Laga Kontra Atalanta Sempat Membuat Guardiola Ketar-ketir

Foto: Getty Images
Foto: Getty Images

MILAN, suaramerdeka.com - Manajer Manchester City, Pep Guardiola mengakui, sempat ketar-ketir dalam laga kontra Atalanta, lantaran timnya harus bermain dengan 10 orang. "Ini merupakan pengalaman pertama saya memainkan tiga kiper salam satu pertandingan," ujar Guardiola pada Sky Sport Italia.

Melawat ke Giuseppe Meazza, City sebenarnya unggul lebih dulu di menit ketujuh melalui Raheem Sterling, sebelum disamakan Atalanta di menit 49 melalui sundulan Mario Pasalic.  Bahkan, City harus bermain dengan 10 orang usai Claudio Bravo dikenai kartu merah karena melanggar Josip Ilicic pada menit ke-80.

Karena tak ada lagi penjaga gawang yang bisa dimainkan, City harus memainkan bek mereka, Kyle Walker sebagai kiper. Sebelumnya Bravo sendiri baru masuk di babak kedua menggantikan Ederson Moraes yang cedera.

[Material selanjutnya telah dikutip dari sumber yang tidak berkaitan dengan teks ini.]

PR #1229, opened 2024-09-06
Account migration fix

td202:
## Purpose

Fixes a bug in state migration that results in migration failure in protocol update P6->P7.

## Changes

- Extra TRACE logging during state migration.
- Use a monad transformer transformer to manage the staked balance state during the migration. Using this instead of (simply) a the `StateT` monad transformer ensures that the additional state and the transformed monad transformer are removed when using `lift`, rather than just the additional state. This is required for references to be migrated correctly from one state to another.
- Tweak the account migration tests for P6->P7 to ensure it triggers the bug.

## Checklist

      hard-to-understand areas.

### DIFF
--- a/concordium-consensus/src/Concordium/GlobalState/Persistent/Account/StructureV1.hs
+++ b/concordium-consensus/src/Concordium/GlobalState/Persistent/Account/StructureV1.hs
@@ -1,9 +1,11 @@
 {-# LANGUAGE BangPatterns #-}
 {-# LANGUAGE BinaryLiterals #-}
 {-# LANGUAGE DataKinds #-}
+{-# LANGUAGE DerivingVia #-}
 {-# LANGUAGE GADTs #-}
 {-# LANGUAGE NumericUnderscores #-}
 {-# LANGUAGE ScopedTypeVariables #-}
+{-# LANGUAGE StandaloneDeriving #-}
 {-# LANGUAGE TypeApplications #-}
 {-# LANGUAGE TypeFamilies #-}
 -- We suppress redundant constraint warnings since GHC does not detect when a constraint is used
@@ -16,11 +18,13 @@
 module Concordium.GlobalState.Persistent.Account.StructureV1 where
 
 import Control.Monad
+import qualified Control.Monad.State.Class as State
 import Control.Monad.Trans
-import qualified Control.Monad.Trans.State.Strict as State
+import qualified Control.Monad.Trans.State.Strict as State (StateT (..))
 import Data.Bits
 import Data.Bool.Singletons
 import Data.Foldable
+import Data.Kind
 import qualified Data.Map.Strict as Map
 import Data.Serialize
 import Data.Word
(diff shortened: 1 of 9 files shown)


limemloh (approved):
Well done! :+1:

concordium-consensus/tests/globalstate/GlobalStateTests/AccountsMigrationP6ToP7.hs
```diff
@@ -28,6 +28,7 @@ import Concordium.Types.Accounts
```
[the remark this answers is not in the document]
td202: Yes. I changed the test before I implemented the fix to make sure that was the case.

concordium-consensus/src/Concordium/GlobalState/Persistent/Account/StructureV1.hs
```diff
@@ -206,8 +211,42 @@ migratePersistentAccountStakeEnduring PersistentAccountStakeEnduringBaker{..} =
...
     return $! PersistentAccountStakeEnduringDelegator{..}
 
+-- | A monad transformer transformer that left-composes @StateT Amount@
+--  with a given monad transformer @t@. The purpose of this is to add state functionality for
+--  tracking the current active stake on an account, which is used when migrating an account
+--  between certain protocol versions.
+--
+--  A monad transformer transformer is used so that the 'lift' operation removes both the
+--  @StateT Amount@ and the underlying monad transformer @t@. This is important as the reference
+--  migration functions depend on using 'lift' to access the source block state.
```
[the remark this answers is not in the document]
td202: I agree that it's not ideal. I think these days, the right way to do things would be to use an effect system rather than monad transformers.

concordium-consensus/src/Concordium/GlobalState/Persistent/Account/StructureV1.hs
```diff
@@ -206,8 +211,42 @@ migratePersistentAccountStakeEnduring PersistentAccountStakeEnduringBaker{..} =
...
+newtype StakedBalanceStateTT (t :: (Type -> Type) -> (Type -> Type)) (m :: Type -> Type) (a :: Type) = StakedBalanceStateTT
```
drsk0, line 222: what's the reason we need a transformer over a transformer, instead of just a normal monad transformer?

td202: Consider, for instance `migrateReference`:
```haskell
migrateReference ::
    forall t m ref1 ref2 a b.
    (MonadTrans t, Reference m ref1 a, Reference (t m) ref2 b) =>
    (a -> t m b) ->
    ref1 a ->
    t m (ref2 b)
migrateReference f hb = do
    a <- f =<< lift (refLoad hb)
    newRef <- refMake a
    (!newFlushedRef, _) <- refFlush newRef
    !_ <- lift (refUncache hb)
    return $! newFlushedRef
```

This relies on the monad `m` providing access to the source block state and `t m` providing access to the target block state. So `lift (refLoad hb)` loads from the old state and `refMake` creates a reference in the new state. When we add the extra `StateT` layer to our stack, we want `t = StateT . t0` and `m = m0` rather than `t = StateT` and `m = t0 m0`. So we need to transform the monad transformer.

drsk0: Makes sense, thanks!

"Rasa takut itu muncul saat kartu merah diberikan, apalagi kami memiliki banyak pemain bertipe menyerang di dalam lapangan, jadi kami takut hal yang terburuk akan terjadi. Ilicic sangat pintar, dia membiarkan kakinya ditabrak oleh Claudio," kata dia.

Meski begitu, Guardiola tak mengkritik kartu merah Bravo. Ia cukup senang timnya mampu menahan Atalanta di sisa waktu pertandingan.

"Tapi itu pelanggaran karena dia (Bravo) orang terakhir, dan ada kontak, sehingga dia diganjar kartu merah, tak ada keraguan soal itu. Saat itulah saya harus memutuskan siapa yang harus menjadi kiper. Saya tahu Atalanta sangat agresif dan kami membuat sejumlah kesalahan, tapi kami mampu membayarnya. Orang-orang Italia tahu sehebat apa Atalanta, jadi saya begitu senang mereka hanya membuat satu tembakan ke gawang selama Walker menjadi kiper. Ini hasil yang bagus untuk kami," sambung eks pemain dan pelatih Barcelona itu.